Understanding Test-Time Augmentation
Masanari Kimura
TL;DR
This work analyzes Test-Time Augmentation (TTA) from a theoretical standpoint, modeling TTA as averaging predictions over test-time transformations to improve generalization. It formulates TTA via an augmented input space, derives upper bounds showing $\mathcal{R}^{\ell,\mathcal{G}}(h) \leq \bar{\mathcal{R}}^\ell(h)$, and introduces a weighted TTA with a closed-form solution for optimal weights $w_i = \frac{\sum_j \Gamma^{-1}_{ij}}{\sum_{k,l} \Gamma^{-1}_{kl}}$, linking performance to an ambiguity term. Under standard regularity conditions, the paper proves statistical consistency of ERM with data augmentation and discusses conditions for strict improvement when augmentation-induced errors are uncorrelated.
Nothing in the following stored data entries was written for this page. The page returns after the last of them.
PR #2174, opened 2026-06-26
feat: add generated request building support for path parameters in the URL.

### LINKED ISSUE #123: How to make Refit pass through proxy? (Charlie)

calebkiage:

Adds generated request building support for path parameters provided in the URL.

## What is the new behavior?

If a URL has path parameters defined in the URL and the method signature has parameters matching the path parameter, then the source generator will create a method that uses source generation.

The method signature below will now use a generated method body.

```csharp
interface IProfileClient {
    [Get("/users/{userId}"]
    Task<User> GetUser(string userId);
}
```

The old behavior used reflection for any methods that have parameters in the path.

## What might this PR break?

None

## Checklist
- [ ] Docs have been added or updated (for bug fixes / features)


glennawatson (commented):
Thanks for the draft. Know it's WIP - a few notes that should help when you pick it back up.

**Runtime bug in `GeneratedRequestRunner.BuildRequestPath`:**

```csharp
var isPathParam = index > 0 && toReplace[index - 1] == '/';
```

`toReplace[index - 1]` indexes the literal `"{key}"` instead of `path`; should be `path[index - 1]`. As written, `/users/{user}` throws `IndexOutOfRangeException` and `/{id}` leaves the placeholder unreplaced. One-char fix.

**Test gap:** the new tests only check generated text + `CompilesWithoutErrors`; nothing executes a path-param request. The one emit-load-invoke test uses `[Get("/users")]` (no param). An emit-load-invoke case asserting the final `RequestUri` (single, multiple, non-string, null/empty) would catch the bug above - most valuable addition here.

**Smaller, for later:**
- Empty value drops the whole segment (`/users/{user}` -> `/users`); reflection substitutes `?? string.Empty` -> `/users/`. Worth aligning so inline and reflective URIs match.
- `replacementBlockRegex` adds a per-match alloc into the parse hot path stage 1 de-LINQ'd, and the camelCase static name likely trips the analyzers; a manual scan avoids both and drops the duplicate brace logic.
- Confirm `params ReadOnlySpan<(string, string?)>` (C# 13) compiles on the net4x TFMs - no CI ran on the branch.

calebkiage:
@glennawatson, good catch on the bug. Was working on this late.

> Test gap: the new tests only check generated text + CompilesWithoutErrors; nothing executes a path-param request.

It looks like there are already tests that check for parameter substitution. They were failing and I've fixed most of them.

> Empty value drops the whole segment (/users/{user} -> /users); reflection substitutes ?? string.Empty -> /users/. Worth aligning so inline and reflective URIs match.

So if a path like `/users/{id}/orders` gets a null value then the new URL will be `/users//orders`?

---

How should generated code behave when `IUrlParameterFormatter` has been set? Currently, the generated code doesn't apply any formatting to the values.

glennawatson:
> So if a path like `/users/{id}/orders` gets a null value then the new URL will be `/users//orders`?

Yep, agreed -- and I think that's the behavior we actually want. It matches what reflection already does (`Format(...) ?? string.Empty`) and it's RFC 6570 simple expansion (an empty var expands to `""`), so inline and reflective URIs stay identical. I'd rather keep the `//` than have the generator special-case it and drift from reflection. If we ever want a null path arg to fail fast, that's a separate change we'd make in both paths.

> How should generated code behave when `IUrlParameterFormatter` has been set? Currently, the generated code doesn't apply any formatting to the values.

This is the part I care more about -- it's a real parity gap vs reflection. Let's get the generated code calling into it: route each path value through `settings.UrlParameterFormatter.Format(value, attributeProvider, type)` instead of `.ToString()`. The only snag is the `ICustomAttributeProvider` arg -- we don't want to reflect `ParameterInfo` at runtime under AOT. Could we pass the statically-known `typeof(TParam)` plus a generator-emitted (or empty) `ICustomAttributeProvider`, and emit a real per-parameter provider later if a formatter needs the attributes? That honors custom/type formatters in the common case and keeps us off reflection.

The key insight is that TTA benefits arise from accurate yet diverse augmented views, with redundancy minimized when augmentations become highly correlated; these results guide when and how to apply TTA in practice and point to avenues for more generalization-bound analyses.
Abstract
Test-Time Augmentation (TTA) is a very powerful heuristic that takes advantage of data augmentation during testing to produce averaged output. Despite the experimental effectiveness of TTA, there is insufficient discussion of its theoretical aspects. In this paper, we aim to give theoretical guarantees for TTA and clarify its behavior.